Bitcoin Fees

Bitcoin Fees

When you trade in stocks and shares you are charged transactional fees. These fees, which many would claim are just money-grabs by bankers, are partially used to cover the costs of managing the system.

The same occurs when someone tries to make a trade of Bitcoin; You pay a transaction fee to cover the costs associated with validating the recent transaction and adding it to the blockchain ‘ledger’.

The fees are variable, but there will generally be a “market price” that will get a trade executed in a timely manner. The higher the fee, the sooner the trade will be executed. To determine what you are going to pay, you first need to find out how many satoshis/byte the market has charged on recent transactions. Then, by researching the current average of bytes per transaction, you can calculate your transaction fee and include that in your transaction when you send it through your wallet or exchange.

Transaction fees and speed of execution

The transaction fees paid into the system are partially used to pay the “miners” who solve the cryptographic problem for adding new transactions to the blockchain. These miners, though, are only human, and will therefore be more likely to accept the highest fees first. This is why you will notice a difference in the time it takes to execute a trade with a low fee versus a high fee. This is the free market at work.

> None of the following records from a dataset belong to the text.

PR #4038, opened 2025-09-18
chore: Adjust warehouses after the changes in Snowflake

sfc-gh-jmichalak:
- Use UNSET instead of SET with a default value in the warehouse resource.
- Update the integration tests.

### DIFF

Generally the sender of the Bitcoin will pay the transaction fee, but this can be modified depending on the situation and software involved.

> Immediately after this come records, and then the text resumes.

PR #4042, opened 2025-09-19
chore: Improve bcr handling in tests

sfc-gh-jmichalak:
BCRs are not handled consistently in our tests. In particular, bundle status is not cleaned up correctly. In this change:
- Add new system functions for getting BCR status.
- Add integration tests for handling BCRs.
- Improve testing helpers.

References:
- https://docs.snowflake.com/en/sql-reference/functions/system_show_active_behavior_change_bundles
- https://docs.snowflake.com/en/sql-reference/functions/system_behavior_change_bundle_status


pkg/sdk/system_functions.go
```diff
@@ -139,3 +141,60 @@ func (c *systemFunctions) DisableBehaviorChangeBundle(ctx context.Context, bundl
...
+		return "", fmt.Errorf("invalid behavior change bundle status: %s", s)
+	}
+	return BehaviorChangeBundleStatus(s), nil
+}
+
+func (c *systemFunctions) BehaviorChangeBundleStatus(ctx context.Context, bundle string) (BehaviorChangeBundleStatus, error) {
+	row := &struct {
+		StatusRaw string `db:"STATUS"`
+	}{}
+	sql := fmt.Sprintf(`SELECT SYSTEM$BEHAVIOR_CHANGE_BUNDLE_STATUS('%s') AS "STATUS"`, bundle)
```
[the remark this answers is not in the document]
sfc-gh-jmichalak: This is used in tests only.

pkg/sdk/testint/system_functions_integration_account_level_integration_test.go
```diff
@@ -0,0 +1,53 @@
...
+// 2. The first bundle is always active by default.
+// 3. The second bundle is always not active by default.
+// 4. In this test we don't want to assert the bundle names as they may change. So, we simply assert that they are not empty.
+// 5. After each test, we clean up the bundle state by reverting the operation, i.e. by enabling the first bundle or disabling the second bundle.
+func TestInt_BcrBundles_AccountLevel(t *testing.T) {
+	client := testSecondaryClient(t)
+	ctx := testContext(t)
+
+	bundles := secondaryTestClientHelper().BcrBundles.ShowActiveBundles(t)
+	require.Len(t, bundles, 2)
```
sfc-gh-jcieslak: Is this assumption always true? It seems like something that could be easily broken

sfc-gh-asawicki: +1, when we were fighting with the new release 2 weeks ago, on one env we could see 3 bundles and on other just two

pkg/sdk/testint/system_functions_integration_account_level_integration_test.go
```diff
@@ -0,0 +1,53 @@
...
+
+	t.Run("show active bundles", func(t *testing.T) {
+		bundles, err := client.SystemFunctions.ShowActiveBehaviorChangeBundles(ctx)
+		require.NoError(t, err)
+		assert.Len(t, bundles, 2)
+		assert.NotEmpty(t, bundles[0].Name)
```
sfc-gh-asawicki: nit (for later): we could have object assertions generated for BehaviorChangeBundleInfo

pkg/acceptance/helpers/bcr_bundles_client_account_level.go
```diff
@@ -0,0 +1,78 @@
...
+	t.Helper()
+	ctx := context.Background()
+
+	return func() {
+		err := c.client().EnableBehaviorChangeBundle(ctx, name)
+		require.NoError(t, err)
+	}
+}
+
+func (c *BcrBundlesClient) getBcrInfo(t *testing.T, name string) sdk.BehaviorChangeBundleInfo {
```
sfc-gh-asawicki: nit: it's a read so it could be public and not in the account level test file

sfc-gh-jmichalak: Done.

pkg/sdk/testint/system_functions_integration_account_level_integration_test.go
sfc-gh-jmichalak: Yes, we can.

pkg/sdk/testint/system_functions_integration_account_level_integration_test.go
sfc-gh-jmichalak: Changed the condition to >= 2. There's no info in the docs about the exact number, so we can leave this for now.

sfc-gh-jcieslak: Yeah, I think that's better. One active bundle is still possible, but I'm guessing with much less probability (more likely we'll have more than less).

sfc-gh-jcieslak (approved):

Each block that is confirmed contains a multitude of transactions that have occurred since the previous block was created. This new block contains the information concerning those recent transactions, and is responsible for updating the ledger to reflect the change in balances that has occurred.

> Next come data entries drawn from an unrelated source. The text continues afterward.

PR #4043, opened 2025-09-19
chore: Improve imports handling in generators

sfc-gh-asawicki:
TODO


pkg/internal/genhelpers/imports_test.go
```diff
@@ -0,0 +1,346 @@
...
+}
+`
+
+		out, err := genhelpers.AddImports("", src)
+
+		require.NoError(t, err)
+		require.Equal(t, expected, string(out))
+	})
+
+	t.Run("add explicit named import", func(t *testing.T) {
```
sfc-gh-jcieslak, line 317: It seems some of the tests are repeated within this file, e.g., this one with L149 test.

pkg/internal/genhelpers/imports_test.go
```diff
@@ -0,0 +1,346 @@
...
+
+func hello() {
+	r := re.Database
+	fmt.Println(r)
+}
+`
+
+		out, err := genhelpers.AddImports("", src)
+
+		require.NoError(t, err)
```
sfc-gh-jcieslak, line 343: Is there any case where we should expect errors being returned?

pkg/internal/genhelpers/templates/preamble.tmpl
```diff
@@ -0,0 +1,11 @@
+{{- /*gotype: github.com/Snowflake-Labs/terraform-provider-snowflake/pkg/internal/genhelpers.PreambleModel*/ -}}
+
+// Code generated by {{ .GeneratorName }} generator (v{{ .GeneratorVersion }}); DO NOT EDIT.
```
sfc-gh-jcieslak, line 3: Question: From now on, every modification to any generator should bump its version, right?

sfc-gh-jcieslak (approved):

pkg/internal/genhelpers/imports_test.go
sfc-gh-asawicki: Yes, they are. The first set was to experiment with the behavior, the second to verify our implementation is correct. The common setup will happen during `Extract common setup and helpers for the imports expeiment tests` listed in the PR description.

pkg/internal/genhelpers/imports_test.go
sfc-gh-asawicki: `imports.Process` can return error, so yes. I will add test for error being returned (in the follow-up PR).

pkg/internal/genhelpers/templates/preamble.tmpl
sfc-gh-asawicki: I wanted to discuss this and document what we agree. I will add it to our tomorrow agenda.

pkg/acceptance/bettertestspoc/assert/resourceparametersassert/schema_resource_parameters_gen.go
```diff
@@ -0,0 +1,52 @@
...
+	}
+	resourceParameterAssert.AddAssertion(assert.ValueSet("parameters.#", "1"))
+	return &resourceParameterAssert
+}
+
+////////////////////////////
+// Parameter value checks //
+////////////////////////////
+
+func (s *SchemaResourceParametersAssert) HasDefaultDdlCollation(expected string) *SchemaResourceParametersAssert {
```
sfc-gh-jmichalak, line 40: Why is it only 1 param?

pkg/internal/genhelpers/imports_test.go
```diff
@@ -0,0 +1,346 @@
...
+	"testing"
+
+	"github.com/Snowflake-Labs/terraform-provider-snowflake/pkg/internal/genhelpers"
+	"github.com/stretchr/testify/require"
+	"golang.org/x/tools/imports"
+)
+
+// TODO [next PR - SNOW-2324252]: extract common setup, template for easier test writing
+func Test_ExperimentWithImportsProcess(t *testing.T) {
+	t.Run("add standard imports", func(t *testing.T) {
```
sfc-gh-jmichalak, line 13: Nit: use table tests.

pkg/acceptance/bettertestspoc/config/model/gen/model.go
```diff
@@ -37,8 +26,7 @@ type ResourceConfigBuilderAttributeModel struct {
 	OriginalType   schema.ValueType
 }
 
-func ModelFromResourceSchemaDetails(resourceSchemaDetails genhelpers.ResourceSchemaDetails) ResourceConfigBuilderModel {
-	additionalImports := make([]string, 0)
+func ModelFromResourceSchemaDetails(resourceSchemaDetails genhelpers.ResourceSchemaDetails, preamble *genhelpers.PreambleModel) ResourceConfigBuilderModel {
```
sfc-gh-jmichalak, line 29: Q: Why not just pass only the modelProvider to `NewGenerator` with preamble model embeeded before? I believe in `NewGenerator` we only call the modelProvider with the passed preamble, and the preamble itself is not used elsewhere.

pkg/acceptance/bettertestspoc/assert/resourceparametersassert/schema_resource_parameters_gen.go
sfc-gh-asawicki: As it was defined like this in `objects_parameters_def` but wasn't generated. It's not the full definition and it should be extended, I added it to SNOW-1501905 and I will leave a TODO later

pkg/internal/genhelpers/imports_test.go
sfc-gh-asawicki: yes, part of `Extract common setup and helpers for the imports expeiment tests` listed in the PR description

pkg/acceptance/bettertestspoc/config/model/gen/model.go
sfc-gh-asawicki: But it is the modelProvider which constructs the model for each object, the preamble is not embedded earlier, that's why it's passed from the generator definition to the providerModel func (which does the embedding)

pkg/acceptance/bettertestspoc/assert/resourceparametersassert/schema_resource_parameters_gen.go
sfc-gh-asawicki: Done in https://github.com/snowflakedb/terraform-provider-snowflake/pull/4048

The blockchain technology that Bitcoin depends upon requires constant updates to the ledger in order for the system to function. If this didn’t occur, then there would be no way to solve the double-spend problem and the system would be no better than a Ponzi scheme. Consequently it is a requirement that the ledger is updated every 10 minutes or so with new blocks. The eventual goal is for fees to be enough to compensate the miners, so these miners continue to maintain the system once the last Bitcoin has been mined.